OrganelleRef_PBA is a script to perform a de-novo PacBio assemblies of any organelle (chloroplast or mitochondrial genomes) using several programs.
The different steps are:
-
Search of the PacBio organelle reads by sequence homology search using BlasR with a related organelle genome. It is preferred to use an organelle sequence of the same genus or family, but if the organelle sequence coverage is high (>100X) it is possible to use organelle sequence references from the same taxonomic order.
-
Assemble of the PacBio reads using Sprai. Sprai is a pipeline that uses WGS-Assembler, but that compare the reads between them before perform the assembly to take the best 20X.
-
If the fraction of the Sprai assembly is below some ratio, the script will perform a rescaffolding using the whole PacBio set.

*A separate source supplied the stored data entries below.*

PR #4816, opened 2025-12-29
Add PromiseKit as a SPM dependency

### LINKED ISSUE #4815: Ice 3.7 swift build failures with Xcode 26
The macOS Swift build is failing because the PromiseKit dependency is not available, seems like a Carthage bug.

```
jose@studio ice % carthage bootstrap --cache-builds --use-xcframeworks --platform macOS
*** Checking out PromiseKit at "6.22.1"
*** No cache found for PromiseKit, building with all downstream dependencies
*** xcodebuild output can be found in /var/folders/06/p2qxm8jn5m7bls0lc3hmtfq00000gn/T/carthage-xcodebuild.H2Yhhx.log
*** Building scheme "PromiseKit" in PromiseKit.xcodeproj
jose@studio ice % ls Carthage/Build/PromiseKit.xcframework 
Info.plist	ios-arm64
```

https://github.com/Carthage/Carthage/issues/3399

pepone:
This PR updates the Swift build to add PromiseKit as a SPM dependency. Fix #4815.

Tested macOS and iphonesimulator builds


swift/ice.xcodeproj/project.xcworkspace/contents.xcworkspacedata
externl, line 1: This file should not be committed?

swift/test/Ice/ami/AllTests.swift
```diff
@@ -2,6 +2,7 @@
 // Copyright (c) ZeroC, Inc. All rights reserved.
 //
 
+import Foundation
```
bernardnormier, line 5: Why do we need to import Foundation in all these tests?

bernardnormier (approved):

swift/test/Ice/ami/AllTests.swift
pepone: Without this

```
swift/test/Ice/ami/AllTests.swift:177:13: error: cannot find 'Thread' in scope
            Thread.sleep(forTimeInterval: 0.01)
```

Seems this was imported transitively when using the carthage package.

Otherwise, it will skip this step.
-
Taking the longest sequence, it will check for the origin of the organelle comparing the sequence with the reference. Additionally it will check if there are an overlapping region produced by the circularity of the organelle.
-
It will check if the repeats have been missassembled, it will break the assembly in LCS, SSC and IR and it will try to put together, removing possible missassembled fragments.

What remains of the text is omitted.